Kurt hopes that his attention to detail with his breeding programme will create a reputation and a niche market for Palliser Ridge once-bred hoggets that will improve the bottom line.

Cows and crops

The cattle policy on Palliser Ridge has been revamped to simplify the business. 

The breeding-cow herd has been replaced by 150 R1year and 750 R2 year steers. These are bought as yearlings from September through to February and are taken through a winter (90 days on kale crops averaging 0.7kg/day weight gain) and finished in spring. The role of the cattle is to maintain pasture quality while achieving an average daily liveweight gain of 0.8kg and an annual margin of $450/head.

Kurt Portas says some cash cropping used to be undertaken but the margins were too variable, so the only cropping done now is to generate kale for cattle wintering and stands of rape and plantain for ewe lambs. 

“These green-feed crops have taken the pressure off the pastures over the summer-dry months, enabling greater stock numbers to be carried.”

Each year 50ha of rape-plantain and 20ha of kale are grown. In the following spring, the rape-plantain areas are drilled with a mixture of ryegrass, cocksfoot, sub and white clover, chicory, and plantain.

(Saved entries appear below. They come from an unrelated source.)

PR #299, opened 2017-06-19
reuse dependency definitions

cheahuychou:
resolves: https://github.com/Originate/exosphere-sdk/issues/284

Allow users to reuse dependency definitions. For example, `application.yml` could contain
```
dependencies:
  - name: exocom
    version: 0.22.1
  - name: mongo
    version: 3.4.0
    config:
      ports:
        - '5000:5000'
      volumes:
        - '{{EXO_DATA_PATH}}:user/data/db'
      dependency-environment:
        DEPENDENCY_VAR: 'test-db'
      service-environment:
        SERVICE_VAR: 'test-collection'
```
and the `service.yml` of the services that use `mongo` can just specify:
```
dependencies:
  - name: mongo
    version: 3.4.0
```


exo-setup/features/setup.feature
```diff
@@ -39,3 +39,70 @@ Feature: Setup of Exosphere applications
     And ExoCom uses this routing:
       | ROLE             | SENDS                       | RECEIVES                    | NAMESPACE |
       | external-service | users.list, users.create    | users.listed, users.created |           |
+
+  Scenario: set up an application with services shared dependencies
```
hugoesthere: `setting up an application with shared service dependencies`

hugoesthere: I think this test should go in `exosphere-shared` where `docker-compose.yml` is unit tested. This is a cucumber test which is related to more of what the user should be concerned about. Since the `docker-compose.yml` file shouldn't be modified by them anyways (hence why it lives in `tmp/`), then we shouldn't be testing it via cucumber.

exo-setup/features/steps/steps-then.ls
```diff
@@ -21,6 +22,13 @@ defineSupportCode ({Then}) ->
       fs.access-sync path.join(@current-dir, row[0])
 
 
+  Then /^my application contains the file "([^"]*)" with the content:$/, (file-path, expected-fragment, done) ->
+    console.log @current-dir
+    fs.read-file path.join(@current-dir, file-path), N (actual-content) ->
+      expect(actual-content.to-string!).to.contain expected-fragment.trim!
+      done!
+
+
```
hugoesthere: This will all be removed once we switch to unit tests.

exo-setup/src/docker-setup.ls
```diff
@@ -34,7 +34,8 @@ class DockerSetup
       depends_on: @_get-service-dependencies!
     if @service-config.dependencies
       for dependency in @service-config.dependencies
-        docker-config[dependency.name + dependency.version] = @_get-service-dependency-docker-config dependency.name, dependency.version, dependency.config
+        if dependency.config
```
hugoesthere: Can we do `for dependency in @service-config.dependencies or {}` here and remove this `if` statement?

exo-setup/src/docker-setup.ls
```diff
@@ -63,10 +64,11 @@ class DockerSetup
 
   # compiles list of names of dependencies a service relies on
   _get-service-dependencies: ->
-    dependencies = @_get-app-dependencies!
+    dependencies = []
```
hugoesthere, line 66: `_get-service-dependencies` and `_get-app-dependencies` should not have changed. There can be Exosphere applications which use another messaging bus like Nats, which would completely replace ExoCom. The concept of Exosphere needs to be separate from that of ExoCom, so that means we still need to read `application.yml` to see which messaging bus (a.k.a. application dependency) an app is using. 

Sorry I misinterpreted your question when you asked if every service uses ExoCom. When an Exosphere application uses ExoCom, then yes every service depends on ExoCom. But an application could also use another messaging bus in which case every service doesn't rely on ExoCom.

exosphere-shared/example-apps/shared-dependency/mongo-service/Dockerfile
```diff
@@ -0,0 +1,6 @@
+FROM nodesource/node
+
+# These steps ensure that npm install is only run when package.json changes
+COPY ./package.json .
+RUN npm install --production
+COPY . .
```
hugoesthere: Let's use the same Dockerfile we use here for setting up `html-server`

exosphere-shared/example-apps/shared-dependency/mongo-service/package.json
```diff
@@ -0,0 +1,12 @@
...
+  "version": "0.0.0",
+  "description": "for testing only, do not publish",
+  "dependencies": {
+    "exoservice": "0.22.1"
+  },
+  "devDependencies": {
+    "david": "11.0.0",
+    "o-tools": "0.8.47"
+  }
+}
```
hugoesthere: Are these packages used at all?

exosphere-shared/example-apps/shared-dependency/web-server/Dockerfile
```diff
@@ -0,0 +1,6 @@
+FROM nodesource/node
+
+# These steps ensure that npm install is only run when package.json changes
+COPY ./package.json .
+RUN npm install --production
+COPY . .
```
hugoesthere: Use same file as `html-server`'s Dockerfile

exosphere-shared/example-apps/shared-dependency/web-server/package.json
```diff
@@ -0,0 +1,18 @@
...
+  "description": "Example app that is running",
+  "devDependencies": {
+    "o-tools": "0.8.47"
+  },
+  "main": "server.ls",
+  "scripts": {
+    "test": "echo \"Error: no test specified\" && exit 1"
+  },
+  "license": "ISC"
+}
```
hugoesthere: Let's remove all dependencies and scripts if they're not being used, and we should update the description to reflect the fact that this app isn't being run.

exosphere-shared/example-apps/shared-dependency/web-server/service.yml
```diff
@@ -0,0 +1,25 @@
...
+    - users.create
+  receives:
+    - users.listed
+    - users.created
+
+docker:
+  ports:
+    - '4000:4000'
+
+dependencies:
```
hugoesthere: The `web-server` shouldn't really be relying on mongo.

hugoesthere (commented):
One thing that happens with this implementation is if an application lists `mongo` as a dependency, then every service will "rely" on it (it will list `mongo` in the `depends_on` field of every service in `docker-compose.yml`). This makes no effective difference to the services, but now Docker will wait for `mongo` to start up before starting up every service. 

I think the simplest solution would be to go with this implementation for now. And then in the future if we choose to we can list a field that says "always include me as a dependency in every service" versus "only include me as a dependency if I say so". Besides, we are planning on booting up these Docker containers in multiple steps anyways (messaging bus, then dependencies, then services) - this might be a problem we want to solve when we get to implementing that. @kevgo thoughts?

cheahuychou:
> One thing that happens with this implementation is if an application lists mongo as a dependency, then every service will "rely" on it (it will list mongo in the depends_on field of every service in docker-compose.yml). 

That's not true (if I understand what you wrote correctly). For example, in[ here ](https://github.com/Originate/exosphere/blob/cm-shared-dependencies/exo-setup/features/setup.feature#L86)`html-server` service does not have `mongo` under `depends_on`

hugoesthere:
Not yet, but that's because `_get-app-dependencies` in `exo-setup/src/docker-setup.ls` is only returning Exocom when it should be returning a list of all app dependencies. Once you make that change I requested then every service will be listing all application dependencies under `depends_on`.

cheahuychou:
I know, that was what the change was for. The issue is it is hard to tell which dependencies are shared by all services instead of just a few services.

exo-setup/src/docker-setup.ls
cheahuychou: Sorry, this branch just was not synced with its parent yet.

cheahuychou:

exo-setup/src/docker-setup.ls
```diff
@@ -4,7 +4,7 @@ require! {
   'handlebars' : Handlebars
   'js-yaml' : yaml
   'path'
-  'prelude-ls' : {Obj, map}
+  'prelude-ls' : {Obj, map, union, compact}
```
hugoesthere: Doesn't look like `compact` is being used

exo-setup/src/docker-setup.ls
```diff
@@ -33,7 +33,8 @@ class DockerSetup
       environment: @_get-docker-env-vars!
       depends_on: @_get-service-dependencies!
     for dependency in @service-config.dependencies or []
-      docker-config[dependency.name + dependency.version] = @_get-service-dependency-docker-config dependency.name, dependency.version, dependency.config
+      if dependency.config
```
hugoesthere, line 36: Let's add a comment: 
```
# only add dependency to service if 'config' field exists,
# otherwise the dependency has already been listed as an application dependency
```

exo-setup/yarn.lock
```diff
@@ -887,6 +887,10 @@ mz@^2.4.0:
     object-assign "^4.0.1"
     thenify-all "^1.0.0"
 
+nitroglycerin@1.1.2:
+  version "1.1.2"
+  resolved "https://registry.yarnpkg.com/nitroglycerin/-/nitroglycerin-1.1.2.tgz#3bbc98d18999a027e72a9e332c5fde1049420417"
+
```
hugoesthere: This shouldn't be in `yarn.lock` anymore, run `yarn` again to update this file.

exosphere-shared/example-apps/complex-setup-app/mongo-service/server.ls
```diff
@@ -0,0 +1,7 @@
+module.exports =
+
+  'mongo.list': (_, {reply}) ->
+    console.log "'mongo' service received message 'mongo.list'"
+    reply 'mongo.listed' do
+      * name: 'Jean-Luc Picard'
+      * name: 'William Riker'
```
hugoesthere: Is this file needed if we're only using this service for testing setup?

exosphere-shared/yarn.lock
```diff
@@ -1170,3 +1299,12 @@ wrappy@1:
...
   resolved "https://registry.yarnpkg.com/xtend/-/xtend-4.0.1.tgz#a5c6d532be656e23db820efb943a1f04998d63af"
+
+yargs@~3.10.0:
+  version "3.10.0"
+  resolved "https://registry.yarnpkg.com/yargs/-/yargs-3.10.0.tgz#f7ee7bd857dd7c1d2d38c0e74efbd681d1431fd1"
+  dependencies:
+    camelcase "^1.0.2"
+    cliui "^2.1.0"
+    decamelize "^1.0.0"
+    window-size "0.1.0"
```
hugoesthere: There seems to be a lot of changes here, did you make sure to run `yarn` on the latest `package.json`?

exosphere-shared/example-apps/complex-setup-app/mongo-service/service.yml
```diff
@@ -0,0 +1,20 @@
+type: users
+description: generic mongoDB storage service
+author: exospheredev
+
+setup: yarn install
+startup:
+  command: node_modules/exoservice/bin/exo-js
```
hugoesthere: We can just do `echo "does not run"` here as well.

exosphere-shared/example-apps/complex-setup-app/application.yml
```diff
@@ -15,3 +27,6 @@ services:
   private:
     todo-service:
       location: ./todo-service
+    users:
+      namespace: mongo
+      location: ./mongo-service
```
hugoesthere: If you want you can do:
```
users-service:
  location: ./users-service
```
to make your tests easier

hugoesthere (approved):
Looks good!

Kurt believes a mixed-species sward:

  • Helps minimise animal health issues
  • Is more tolerant to pests and diseases
  • Encourages faster growth rates, and 
  • Delivers a more even spread of production. 

Following winter grazing the kale is replaced with a mix of cocksfoot, plantain, chicory, and clover for three years before being returned to kale.

Conservation assumes a high priority on Palliser Ridge with 209ha now retired from grazing.

Jim Law’s interest in restoring wetlands has resulted in significant riparian planting. Many unproductive gullies have been retired and have either been allowed to regenerate or have been planted in bird-friendly natives. 

Most of the paddocks have shelter for livestock with three new shelter belts being planted each year under a subsidy scheme operated by the Greater Wellington Regional Council. A large number of poplar poles have been planted on the hills for erosion control and shade. 

Palliser Ridge’s foremost financial objective is to get into the top 10% of farms for the Economic Farm Surplus key performance indicator.

The business’s financial reports for 2012-13 show its gross farm revenue is almost in the top 10%, but its expenditure is too high to achieve the objective.

“We’ve got work to do on both revenue and costs,” Kurt says. “Particularly the latter but the encouraging thing is that we’re heading in the right direction. We’ll get there.”

With his skill and enthusiasm, he will. One of the judges of the ewe hogget competition, Stewart Morton, had this to say:

“What impressed the judges was that Kurt had a clear understanding of what he wanted to achieve in the Palliser Ridge ewe flock, a flock that was already performing at a high level.

“The management plan of the ewe flock and ewe hogget flock was well thought out, allowing these animals to achieve body weight targets, which resulted in high fertility, survival and growth rates.

“He also demonstrated a very good understanding of the farming business and what the profit drivers were.

“Kurt had a very good working relationship with owners Jim and Marilyn Law, and had developed a team environment where the two other young employees were valued members of the team and had input into the decision-making process.”